Ellis' testimony could, however, undermine Trump's defense that he reasonably relied on his lawyers' advice in pursuing the "alternate" electors scheme and pressuring Pence to intervene in the electoral vote count on January 6, 2021. As she describes it, any lawyer who performed "due diligence" would have recognized that such remedies had no empirical basis. The implication is that the "lawyers with many more years of experience" on whom she relied, presumably including Giuliani and John Eastman (another Georgia racketeering defendant), pressed fraud allegations they should have known had no merit.
"There is no question that a swarm of MAGA lawyers surrounded Trump at each step of the process," New York Times columnist David French writes, "but if the lawyers themselves have admitted to engaging in criminal conduct, then that weakens his legal defense. This was no normal legal team, and their conduct was far outside the bounds of normal legal representation."

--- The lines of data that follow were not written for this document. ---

Issue #5249, opened 2022-01-10
bug: service-linked role creation not matching AWS role name


estebane-frb:
### Is there an existing issue for this?

- [X] I have searched the existing issues

### Current Behavior

I run the following command to create a service-linked role:

```aws iam create-service-linked-role --aws-service-name ecs.amazonaws.com --endpoint-url=http://localhost:4566```

Here is the role that is created.
Two things to notice: 
1) "RoleName" is "service-linked-role-xxxxxxxx". The ECS service-linked role name when I call AWS is **AWSServiceRoleForECS**
2) Because the name is using a uuid concatenated to "service-linked-role", I can keep calling this endpoint and it will always create a new role, whereas in AWS, I would received an error saying role already exists.
```
{
    "Role": {
        "Path": "/",
        "RoleName": "service-linked-role-6226467e",
        "RoleId": "4trul9gogjlqtlz5r1jk",
        "Arn": "arn:aws:iam::000000000000:role/aws-service-role/ecs.amazonaws.com/service-linked-role-6226467e",
        "CreateDate": "2022-01-10T21:32:00.610000+00:00",
        "AssumeRolePolicyDocument": {
            "Version": "2012-10-17",
            "Statement": [
                {
                    "Effect": "Allow",
                    "Principal": {
                        "Service": "ecs.amazonaws.com"
                    },
                    "Action": "sts:AssumeRole"
                }
            ]
        },
        "MaxSessionDuration": 3600
    }
}
```

### Expected Behavior

1) Service linked roles should match the names that AWS returns (for the case above it should return "AWSServiceRoleForECS")
2) Service linked roles that already exist should return an error 

### How are you starting LocalStack?

With a docker-compose file

#### How are you starting localstack (e.g., `bin/localstack` command, arguments, or `docker-compose.yml`)

    docker-compose up

#### Client commands (e.g., AWS SDK code snippet, or sequence of "awslocal" commands)

    aws iam create-service-linked-role --aws-service-name ecs.amazonaws.com --endpoint-url=http://localhost:4566

### Environment

```markdown
- OS: Windows 10 and MacOS
- LocalStack: 0.13.3
```

lukqw:
Hi @estebane-frb and thanks for contributing to LocalStack!

I was able to replicate your issue and have implemented a test for this. 
Not sure yet how / when this will be implemented, but I'll keep you updated.
Best wishes.

estebane-frb:
[...]

PR #11731, opened 2024-10-22
Fix: Ensure service-linked role names match AWS and prevent duplicate…

Alansfit:
Fix: Ensure service-linked role names match AWS and prevent duplicates (#5249)

## Motivation
This PR addresses issue #5249 by ensuring that service-linked role names match AWS's naming convention and preventing the creation of duplicate roles.

## Changes
- Updated the `create_service_linked_role` method to set the role name to `AWSServiceRoleFor{aws_service_name.split('.')[0].capitalize()}`.
- Added a check to prevent the creation of duplicate roles by raising a `CommonServiceException` if a role with the same name already exists.

### DIFF
--- a/localstack-core/localstack/services/iam/provider.py
+++ b/localstack-core/localstack/services/iam/provider.py
@@ -303,46 +303,55 @@ class IamProvider(IamApi):
         for tag in tag_keys:
             profile.tags.pop(tag, None)
 
-    def create_service_linked_role(
-        self,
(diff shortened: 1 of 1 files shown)


pinzon (changes requested):
This is really good. It Could you add an integration test to avoid regressions in the future?

- we should have a test to confirm the name generation structure
- assert that the correct exception is returned

PR #11734, opened 2024-10-23
Remove legacy StepFunctions v1 provider

joe4dev:
Depends on CI job removal https://github.com/localstack/localstack/pull/11778

## Motivation

The new StepFunctions provider v2 has been the default implementation [since LocalStack 3.0.0](https://discuss.localstack.cloud/t/new-stepfunctions-implementation-in-localstack-3-0/593) and we announced in the blog post that we are planning to remove the legacy v1 implementation with the next major release.

## Changes

- [x] Remove legacy provider initialization providers.py 
- [x] Remove code  `localstack-core/localstack/services/stepfunctions/legacy` including the package installers not required anymore 🧹 
- [x]  Remove test suite only for legacy provider `tests/aws/services/stepfunctions/legacy`
- [x]  Add deprecation warning for `PROVIDER_OVERRIDE_STEPFUNCTIONS`

## Testing

Mostly regression test suite.

Deprecations could be tested manually.

## Known Regressions

There are no known regressions and only few tests were executed for the legacy StepFunctions provider (only the [legacy tests directory](https://github.com/localstack/localstack/pull/11734/files#diff-78a8a19706dbd2a4425dd72bdab0502ed7a2cef16365ab7030a5a0588927bf47L450)).

These tests had a conditional v2 skip but are likely just new snapshot skips rather than regressions (thanks @MEPalma for the clarification):
- [ ]  `aws.services.stepfunctions.v2.scenarios.test_sfn_scenarios.TestFundamental.test_step_functions_calling_api_gateway`
    - `paths=["$..content-type"],  # *FIXME: v2 includes extra content-type fields in Header fields.*`
- [ ]  `aws.services.stepfunctions.v2.scenarios.test_sfn_scenarios.TestFundamental.test_wait_for_callback`
    - `paths=["$..MessageId"]`

## TODO

What's left to do:

- [ ] Update StepFunctions docs (near v4 release)


dominikschubert (approved):
LGTM, nice attention to detail with the explicit v2 provider as well. We could even leave this in until 5.0 for a longer phase-out but less code is always nice of course.


It's great that we can now finally remove the fairly hacky v1 provider and  SO much complex (and now unused) code :broom: 

The artifacts that we're hosting in the artifacts repo need to stay a while longer unfortunately to keep supporting older versions.

dominikschubert (approved):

The remaining lawyer defendants surely will contest that characterization. Kenneth Chesebro, the third lawyer who has agreed to testify in the Georgia trials, originally faced a racketeering charge and six additional felony counts related to the "alternate" electors plan. Like Ellis, he wrote legal memos in support of that scheme. He pleaded guilty to one felony count of conspiracy to file false documents, which prosecutors said was based on his creation and distribution of "false Electoral College documents" to Trump allies in Georgia. But after his guilty plea, CNBC reported, his lawyer "said it was inaccurate to describe Chesebro as the architect of a plan to subvert democracy."
That statement can be interpreted in a couple of ways: as casting blame on other strategists, such as Giuliani and Eastman, or as denying that there was anything improper about presenting "contingent" electors in case Trump's Georgia election lawsuit proved successful. Giuliani and Eastman are bound to raise the latter argument in support of their contention that their advice to Trump was not "far outside the bounds of normal legal representation." But Chesebro's guilty plea, which on its face concedes that promoting the "alternate" electors was illegal, will make that harder.